PROBLEM DESCRIPTION: Looking only at the lines below that contain "toString", give the number of them and no other text.

RECORDS:
○ ○ ○

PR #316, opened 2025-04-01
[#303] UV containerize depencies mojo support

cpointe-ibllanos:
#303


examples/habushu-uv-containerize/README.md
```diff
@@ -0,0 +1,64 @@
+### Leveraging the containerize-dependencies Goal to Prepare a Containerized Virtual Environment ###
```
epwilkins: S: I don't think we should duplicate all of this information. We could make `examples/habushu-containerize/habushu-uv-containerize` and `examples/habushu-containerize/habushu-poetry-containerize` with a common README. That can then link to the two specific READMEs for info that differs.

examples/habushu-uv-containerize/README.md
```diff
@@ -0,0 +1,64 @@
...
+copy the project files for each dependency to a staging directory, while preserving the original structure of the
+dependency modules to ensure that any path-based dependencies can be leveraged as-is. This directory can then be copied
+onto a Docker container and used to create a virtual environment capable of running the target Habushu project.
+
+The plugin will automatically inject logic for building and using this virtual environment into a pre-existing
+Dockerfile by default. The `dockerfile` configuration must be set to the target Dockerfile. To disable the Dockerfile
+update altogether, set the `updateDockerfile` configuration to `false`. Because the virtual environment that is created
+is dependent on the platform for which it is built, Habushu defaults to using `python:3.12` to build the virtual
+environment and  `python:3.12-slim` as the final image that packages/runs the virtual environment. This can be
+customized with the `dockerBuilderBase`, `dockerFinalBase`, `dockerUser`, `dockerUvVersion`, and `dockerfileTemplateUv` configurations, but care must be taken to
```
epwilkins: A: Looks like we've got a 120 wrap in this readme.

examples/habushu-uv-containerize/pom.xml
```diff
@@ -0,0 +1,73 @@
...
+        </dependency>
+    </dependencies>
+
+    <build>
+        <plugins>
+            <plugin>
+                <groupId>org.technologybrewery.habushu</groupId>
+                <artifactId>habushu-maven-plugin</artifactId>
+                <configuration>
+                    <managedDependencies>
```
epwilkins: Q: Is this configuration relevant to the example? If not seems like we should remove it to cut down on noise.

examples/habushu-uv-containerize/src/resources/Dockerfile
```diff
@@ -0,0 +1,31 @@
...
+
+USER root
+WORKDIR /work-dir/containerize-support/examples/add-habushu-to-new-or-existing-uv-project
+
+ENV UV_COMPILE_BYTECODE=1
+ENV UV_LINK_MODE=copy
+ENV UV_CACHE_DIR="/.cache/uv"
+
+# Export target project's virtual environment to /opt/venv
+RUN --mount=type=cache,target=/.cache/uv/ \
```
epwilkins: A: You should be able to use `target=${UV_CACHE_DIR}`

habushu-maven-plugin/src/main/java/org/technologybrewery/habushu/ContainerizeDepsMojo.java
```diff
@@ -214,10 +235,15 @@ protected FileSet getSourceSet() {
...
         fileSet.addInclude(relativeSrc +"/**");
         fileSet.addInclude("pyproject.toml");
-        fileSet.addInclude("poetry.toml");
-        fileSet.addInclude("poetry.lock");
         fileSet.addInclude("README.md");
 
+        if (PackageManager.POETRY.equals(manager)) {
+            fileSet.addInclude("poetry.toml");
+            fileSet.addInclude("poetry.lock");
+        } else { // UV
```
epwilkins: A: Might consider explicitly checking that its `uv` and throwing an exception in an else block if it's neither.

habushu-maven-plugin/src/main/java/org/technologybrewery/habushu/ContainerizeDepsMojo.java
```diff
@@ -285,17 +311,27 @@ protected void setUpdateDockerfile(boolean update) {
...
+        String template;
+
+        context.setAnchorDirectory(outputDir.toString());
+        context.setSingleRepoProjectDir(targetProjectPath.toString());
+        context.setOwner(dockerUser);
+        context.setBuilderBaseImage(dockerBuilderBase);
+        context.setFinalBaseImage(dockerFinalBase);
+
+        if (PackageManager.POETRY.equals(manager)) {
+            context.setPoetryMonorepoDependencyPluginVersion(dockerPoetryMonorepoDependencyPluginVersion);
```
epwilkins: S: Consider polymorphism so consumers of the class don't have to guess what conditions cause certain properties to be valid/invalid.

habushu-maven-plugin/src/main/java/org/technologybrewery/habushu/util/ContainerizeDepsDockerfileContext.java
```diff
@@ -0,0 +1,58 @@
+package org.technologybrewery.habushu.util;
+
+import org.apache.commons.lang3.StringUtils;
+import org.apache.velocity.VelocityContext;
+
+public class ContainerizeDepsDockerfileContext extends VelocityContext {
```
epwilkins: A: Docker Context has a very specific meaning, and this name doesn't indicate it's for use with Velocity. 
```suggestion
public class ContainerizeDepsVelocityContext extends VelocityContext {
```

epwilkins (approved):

○ ○ ○

RESULT FOR THIS TASK: 2